In theory, smaller antibodies can reach parts of a flu virus that would be inaccessible to a typical human antibody. An influenza virus looks a bit like a snowball studded with golf tees. While human antibodies make contact with the fast-mutating end of the tees, the llama’s single-domain antibodies—which are 90 percent smaller—can match up with the “stem” of the tee.
The new study takes advantage of the fact that not all parts of an influenza virus are constantly mutating; these stems don’t mutate as readily as the ends, said Mehdi Arbabi-Ghahroudi, a senior researcher at the National Research Council of Canada who was not involved with the new study.
Arbabi-Ghahroudi, who was part of a team that discovered single-domain antibodies in camel blood in 1993, said if antibodies could match up to the stems of the virus’ coating proteins, “we could find antibodies that are quite conserved across different strains of influenza.”
“It’s a big breakthrough in getting to a near-universal antibody,” Arbabi-Ghahroudi added.
The researchers behind Thursday’s study fused four different single-domain antibodies into one larger molecule, held together with a human protein as a scaffold. When they injected this hybrid into mice, the antibodies kept the animals safe from a wide variety of influenza type A and type B viruses—the two most common assailants in America’s annual flu epidemic. This hybrid seemed to successfully target each of the five flu strains they tested.
When the researchers injected mice with their hybrid antibody, it protected the mice from lethal doses of the flu. But the paper also explored another route of delivery: gene therapy.
The researchers used a benign virus—dubbed AAV—to embed the genetic blueprint of the llama antibodies directly into mouse cells. This procedure allowed the mice to produce the antibodies on their own.
Don’t expect this new antibody in your next flu shot…or even the one after that.
Gene therapy isn’t widely used in humans, and the approval process for this brand of treatment will be a rocky road, Arbabi-Ghahroudi said.
Still, the researchers wrote that nasal delivery of this gene therapy “may provide passive protection for the entire influenza season and would be of particular benefit to the elderly and other high-risk groups.”
“We are always behind,” said biologist Daniel Perez of the University of Georgia, who was not involved in the new study. “In the scientific community, we are chasing more universal approaches to control the disease. This paper is one example of that.”

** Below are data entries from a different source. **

PR #143, opened 2023-02-01
K8s.io updates

dprince:
This should resolve recent Renovate PR which was failing due to sigs.k8s.io/controller-runtime/pkg/envtest/printer no longer existing after the dependency bump.


abays (approved):
/lgtm

PR #144, opened 2023-02-03
Support attaching pods to networks using net-attach-defs and exposing api via metallb

stuggi:
* If needed, service pods can be attach to networks using the `networkAttachments` list in the CR. Its a list of pre-created net-attach-defs names. Per default the pods won't get attached.

```
spec:
...
      networkAttachments:
      - storage
```
Depends-On: https://github.com/openstack-k8s-operators/lib-common/pull/133

* introduce externalEndpoints Parameters to configure metallb service using the pre-created metallb IPAddressPool and L2Advertisement . 

E.g. to expose the api on an internalapi network which
* should be registered as the internal endpoint
* its metallb ipaddresspool is configured in an osp-internalapi object
* and request a specific loadbalancerIP which is shared with other services (list of IPs for multi stack ipv4/ipv6)

```
...
spec:
...
      externalEndpoints:
      - endpoint: internal
        loadBalancerIPs:
        - 172.17.0.202
        ipAddressPool: osp-internalapi
        sharedIP: true
```

* removes registration of admin endpoint

Depends-On: https://github.com/openstack-k8s-operators/lib-common/pull/160


README.md
```diff
@@ -175,6 +175,87 @@ spec:
...
+  ...
+  glanceAPIInternal:
+    ...
+    networkAttachents:
+    - storage
+  glanceAPIExternal:
+    ...
+    networkAttachents:
+    - storage
+...
```
fmount, line 229: Do we want to update the example adding the following:

```
 vip:
   - endpoint: storage
     ip: 172.18.0.202  
     ipAddressPool: storage
     sharedIP: true
```

or something that explain how the CR can be composed?

api/v1beta1/glanceapi_types.go
```diff
@@ -107,6 +107,34 @@ type GlanceAPISpec struct {
...
+	// NetworkAttachments list of network attachment definitions the service pod gets attached to
+	NetworkAttachments []string `json:"networkAttachments"`
+
+	// +kubebuilder:validation:Optional
+	// ExternalEndpoints, expose a VIP via MetalLB on the pre-created address pool
+	ExternalEndpoints []MetalLBConfig `json:"externalEndpoints"`
+}
+
+// MetalLBConfig to configure the MetalLB loadbalancer service
+type MetalLBConfig struct {
```
fmount, line 121: @stuggi quick question: `ExternalEndpoints` is optional in the CR, which is ok, but as long as it's defined, I'm wondering if we should make sure that the `Endpoint` (`internal` or `public`) is always defined (otherwise it should fail). 
Should then we need to apply the same pattern at least to the `IP` address ?
I'm basically ok about keeping the struct optional, but when it's defined I think we need to make sure all the required parameters are definied.

api/go.sum
```diff
@@ -261,6 +259,8 @@ github.com/stretchr/testify v1.7.1/go.mod h1:6Fq8oRcR53rry900zMqJjRRixrwX3KX962/
 github.com/stretchr/testify v1.8.0/go.mod h1:yNjHg4UonilssWZ8iaSj1OCr/vHnekPRkoO+kdMU+MU=
 github.com/stretchr/testify v1.8.1 h1:w7B6lhMri9wdJUVmEZPGGhZzrYTPvgJArz7wNPgYKsk=
 github.com/stretchr/testify v1.8.1/go.mod h1:w2LPCIKwWwSfY2zedu0+kehJoqGctiVI29o6fzry7u4=
+github.com/stuggi/lib-common/modules/common v0.0.0-20230201125726-9ae3213ded0d h1:/jbMyhUV1RTlYhKDbfUhGR7jlaI99vnxJf56Jix25Qk=
```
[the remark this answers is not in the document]
stuggi: yes, need to be updated when the depending PR to lib-common merged.

README.md
stuggi: right, will do that

api/v1beta1/glanceapi_types.go
stuggi: right, its probably a good idea to make the Endpoint required, the `IPAddressPool` is already. Initially I was thinking we make the `Endpoint` optional to be able to expose the api via a service to any network, but only register the endpoint on the net where `Endpoint` is specified. would that use case make sense? I am not sure right now if it is needed

fmount: Oh I see your point: I'm not sure either atm, it would be nice having the ability to register the endpoint on the net where the `Endpoint` is specified, but we can take this as a follow up in case it will be a pattern followed by the other operators.

go.sum
```diff
@@ -294,6 +294,8 @@ github.com/stretchr/testify v1.7.1/go.mod h1:6Fq8oRcR53rry900zMqJjRRixrwX3KX962/
 github.com/stretchr/testify v1.8.0/go.mod h1:yNjHg4UonilssWZ8iaSj1OCr/vHnekPRkoO+kdMU+MU=
 github.com/stretchr/testify v1.8.1 h1:w7B6lhMri9wdJUVmEZPGGhZzrYTPvgJArz7wNPgYKsk=
 github.com/stretchr/testify v1.8.1/go.mod h1:w2LPCIKwWwSfY2zedu0+kehJoqGctiVI29o6fzry7u4=
+github.com/stuggi/lib-common/modules/common v0.0.0-20230213111010-7458e283a386 h1:ETecHuZuuw8JcV8ovdnygpi+RrW9UX7o2fymH9pUi4w=
```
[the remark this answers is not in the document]
stuggi: correct, I hope we get that landed today and I can remove the replace to my github

stuggi:
@fmount updated now and good to go

api/v1beta1/glanceapi_types.go
```diff
@@ -107,6 +107,43 @@ type GlanceAPISpec struct {
...
+	// NetworkAttachments is a list of NetworkAttachment resource names to expose the services to the given network
+	NetworkAttachments []string `json:"networkAttachments"`
+
+	// +kubebuilder:validation:Optional
+	// ExternalEndpoints, expose a VIP via MetalLB on the pre-created address pool
+	ExternalEndpoints []MetalLBConfig `json:"externalEndpoints"`
+}
+
+// MetalLBConfig to configure the MetalLB loadbalancer service
+type MetalLBConfig struct {
```
fmount, line 121: Is this something we're going to replicate on all the operators that require the MetalLB info [1]? It's technically ok but I'm wondering if we want to have this struct as part of `lib-common` instead of re-implementing for each operator. Also, I think this struct is not going to change over the time (or diverge according to specific operator's needs), so I'm proposing to have a common definition.

[1] https://github.com/openstack-k8s-operators/cinder-operator/pull/136

stuggi: we plan to move this into the infra-operator when we add there more network related stuff, like ipam, dns and so to have it versioned there within the api. until then we keep it in the operators

fmount: ack and thanks for clarifying, I agree to get this information from `infra-operator` as more (common) network related components are going to be defined there.

fmount (approved):

controllers/glance_controller.go
```diff
@@ -396,6 +400,9 @@ func (r *GlanceReconciler) reconcileInit(
 	}
 	instance.Status.Conditions.MarkTrue(condition.DBSyncReadyCondition, condition.DBSyncReadyMessage)
 
+	// when job passed, mark NetworkAttachmentsReadyCondition ready
+	instance.Status.Conditions.MarkTrue(condition.NetworkAttachmentsReadyCondition, condition.NetworkAttachmentsReadyMessage)
+
```
abays, line 405: I'm confused as to why `NetworkAttachmentsReadyCondition` is set to `True` here and then is potentially set to something else between L495-515.  Should we maybe be doing something like you've proposed in the Keystone changes [1]?

[1] https://github.com/openstack-k8s-operators/keystone-operator/blob/2266fea2a2b862bf77f2aa139b19b94cd228007a/controllers/keystoneapi_controller.go#L634-L652

abays: Nevermind, GitHub code collapsing hid the fact that this is a function called later :)

abays (approved):
/lgtm

stuggi:
had to rebase

fmount (approved):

Beyond the flu, the idea of using tiny antibodies to attack viruses from new angles opens up the possibility of combatting other diseases with rapid mutation rates. Single-domain antibodies have been tapped as a potential HIV treatment since at least 2010 and again in 2014.
So someday, the world may get through a flu season without the coughing and fevers (and more fatal repercussions as well) … and it might be thanks to llamas.